Mi afición a la literatura bélica me hizo entrar en un mundo de intrigas que me permitió conocer a la mujer de mi vida.
Me llamo Jean Husard y escribo por si Darvina Dabrovich continúa con vida y puede leerlo. Ante todo, quiero confesar que es cierto que fui yo quien entregó en Mezières la carta en la que el general Joffre anunciaba la puesta en marcha del plan de movilización de las tropas francesas. Dicho esto, necesito que Darvina entienda mi actitud aquella cálida noche del 3 de agosto de 1914, oche en la que ella y yo nos convertimos en enemigos. Desde niño, mi diversión favorita fue la lectura, sobre todo aquella que narraba guerras futuras llenas de armas revolucionarias e innovadoras estrategias, quizá por mi condición de hijo del general Jean Philipe Husard y de la duquesa de Chaijoux. El estallido real de la guerra coincidió con mi mayor efervescencia en este tipo de lecturas hsta tal punto que, desde el momento en que oí hablar de las maniobras de Austria-Hungría, de los nervios del zar ruso Nicolás II y de las ambigüedades del gabinete liberal inglés, decidí entrar de lleno en las intrigas bélicas.

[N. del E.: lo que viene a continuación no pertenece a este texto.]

PR #11688, opened 2022-03-24
PPU: adaptive fix for debugger

### LINKED ISSUE #11514: [Regression] Debugger does not match with instruction breakpoint (PR #11315)
Regression from some PR, need to bisect likely came from arm64.

Nekotekina:
Trying to fix #11514

### DIFF
--- a/Utilities/Thread.cpp
+++ b/Utilities/Thread.cpp
@@ -189,6 +189,13 @@ bool IsDebuggerPresent()
 }
 #endif
 
+bool is_debugger_present()
+{
+	if (g_cfg.core.external_debugger)
+		return true;
+	return IsDebuggerPresent();
+}
+
 #if defined(ARCH_X64)
 enum x64_reg_t : u32
 {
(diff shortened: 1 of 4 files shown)


illusion0001:
not fixed, CIA on debugger seem to be placed at where branch goes (debugger stops at `0x951594`, scrolled up for clarity on unrelated function return)

real CIA is shown in external debuuger (VEH) `RBX: 3009515d8`
image

how it was on previous builds (shows real paused CIA at `0x9515d8`)
image

Nekotekina:
What's this program? Does it hide itself to prevent anti-debugging measures?

illusion0001:
Cheat engine on Windows, yea I think so. If standard windows debugger is used on RPCS3, the emulator will halt but with veh, rpcs3 doesn't freeze and allows viewing of guest registers when memory breakpoint is triggered

Nekotekina:
Okay, let's try another approach. I added a config string "Assume External Debugger", needs to be enabled in config.yml
Doing it reduces performance 5-10%

Nekotekina:
On last video there is capitalized "True", it is interpreted as "false"

illusion0001:
tried `true` and memory breakpoint CIA fixed
image

however, rpcs3 debugger breakpoint still being skipped over (should stop at `0x009515dc`, see video)

https://user-images.githubusercontent.com/37698908/160250243-2fbb9d25-555e-44d2-86f2-52ca8b6d0114.mp4

Nekotekina:
I think it should be fixed now.

illusion0001:
RPCS3 debugger still not fixed

Nekotekina:
Fixed another problem

illusion0001:
Both issues now fixed, thanks 👍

La noche del 1 de agosto en la que el ministro de exteriores alemán le pidió a nuestro primer ministro la neutralidad, yo me encontraba con mi padre en un despacho contiguo. Cuando el ministro alemán fue, mi padre y yo entramos en el despacho. Había que tomar una decisión rápida y puntual, porque la única forma de enfrentarse a la guerra era una movilización general cuya base eran los trenes y unos horarios implacables que no podían retrasarse ni un minuto, pues eso supondría un colapso de los cientos de trenes que en menos de dos días habrían de trasladar a nuestros ejércitos hacia las fronteras orientales. Lo más urgente era ir a Mezières, donde algunos de los nuestros atraverasarían las líneas enemigas y cometerían el sabotaje del vital nudo ferroviario de los alemanes en Aquisgrán, lo que paralizaría sus movimientos. Sin dudarlo, me ofrecí voluntario.
Llegué a Mezières hacia las dos de la madrugada, y esperamos hasta la noche del día siguiente, momento en el que había quedado en la cantina de la estación con un hombre que debía llevar un pañuelo rojo al cuello y que tendría que conocer la contraseña preparada.

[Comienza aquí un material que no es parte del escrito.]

Issue #7039, opened 2019-11-29
Ratchet & Clank™: All 4 One (Digital version) [NPEA00356] - White Screen on boot.


mavethee:
RPCS3 v0.0.7-9186-5b9df53c Alpha | HEAD | Firmware version: 4.85
Intel(R) Core(TM) i5-7300HQ CPU @ 2.50GHz | 4 Threads | 15.87 GiB RAM | TSC: Bad | AVX+
Game immediately after boot shows only white screen.
"U {PPU[0x1000000] Thread (main_thread) [0x01467c8c]} sys_spu TODO: Unsupported SPU Thread Group type (0x18)
U {PPU[0x1000000] Thread (main_thread) [0x01467d80]} sys_spu TODO: Unimplemented SPU Thread options (0x2)"
![image](https://user-images.githubusercontent.com/47083527/69874906-7c7deb00-12bc-11ea-835b-8ffe68b7d5f9.png)
[RPCS3.log.gz](https://github.com/RPCS3/rpcs3/files/3905549/RPCS3.log.gz)
Latest working build is 9112:
![unknown](https://user-images.githubusercontent.com/47083527/69880660-d4bbe980-12ca-11ea-9c0f-af5b0f78e138.png)
[RPCS3.log.gz](https://github.com/RPCS3/rpcs3/files/3905886/RPCS3.log.gz)

PR #11689, opened 2022-03-25
cellGameGetParamString: improve readability and add some logic changes

Megamouse:
Makes the whole cellGameGetParamString code a bit more readable.
I found the old code unnecessarily confusing.

Also changes the logic a bit:
- Add TODO to cellGameGetParamString check since it should theoretically only exist in debug mode
- Adds some checks to make sure that the getter is called when an access preparation function was set
- Restrict access by default

### DIFF
--- a/rpcs3/Emu/Cell/Modules/cellGame.cpp
+++ b/rpcs3/Emu/Cell/Modules/cellGame.cpp
@@ -129,9 +129,18 @@ struct content_permission final
 
 	stx::init_mutex init;
 
+	enum class check_mode
+	{
+		not_set,
+		game_data,
+		patch,
+		hdd_game,
+		disc_game
+	};
+
 	atomic_t<u32> can_create = 0;
 	atomic_t<bool> exists = false;
-	atomic_t<bool> restrict_sfo_params = true;
+	atomic_t<check_mode> mode = check_mode::not_set;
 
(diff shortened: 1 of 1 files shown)


elad335:
https://github.com/RPCS3/rpcs3/pull/11689/files#diff-05b6f9ef20e5fa88fbac2cb32b74e703a95abab4a948d560919019d00f8e06dfL518

Megamouse:
Any more information?
For example when did the game fail ? During boot? Or during some other specific event?

elad335:
This is the original issue https://github.com/RPCS3/rpcs3/issues/7039.

Megamouse:
> The game relies on this.

You trolled me real hard right on this one xD
That line was restricting the access for HDD game data. Meaning the getter returns an error for the unusual param IDs.
Since the access is now restricted by default, the game should have no issues.

AphelionWasTaken:
The digital version of A4O seems to work fine with this PR.
image

Megamouse:
Anyone review again?

JimScript:
Both Littlebigplanet 1 and 2 can't boot after this PR, 1 doesn't ever stay frozen and kicks you back to the emulator. Log:
[RPCS3.log](https://github.com/RPCS3/rpcs3/files/8537403/RPCS3.log)

PR #11692, opened 2022-03-25
Debugging Improvements (refer to commits)

elad335:


rpcs3/Emu/RSX/RSXFIFO.cpp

Eran las nueve menos veinte cuando entré en aquella pequeña cantina y, tras pedir un vino, me senté junto a la puerta. Fue entones, al acostumbrarse mis ojos a la penumbra, cuando vi por primera vez a Darvina y me di cuenta que también ella era una espía. ¡Como podría expresar aquellos diez minutos! Intenté no dejarme llevar por la pasión de la juventud y por la aventura ante aquel susurro que me incitaba a que lo abandonara todo y fuera hacia ella. Se presentó, me presenté y alzamos nuestros vasos.
Si no hubiera aparecido aquel hombre, quizá ahora tendría hijos con Darvina, pero el hombre llegó. Me puse junto a él, nos dijimos la contraseña y le entregué las órdenes del general. Antes de marcharme le avisé de que la mujer del fondo era una espía. Le vi dirigirse hacia ella mientras metía una mano en su bolsillo. No he vuelto a verla, pero cada noche, en cada sueño, escucho su voz diciendo: "Me llamo Darvina Dabrovich". Si alguien escuchara a una mujer decir "me llamo Darvina Dabrovich", no duden en avisarme, porque me daría la vida que no he vivido desde entonces.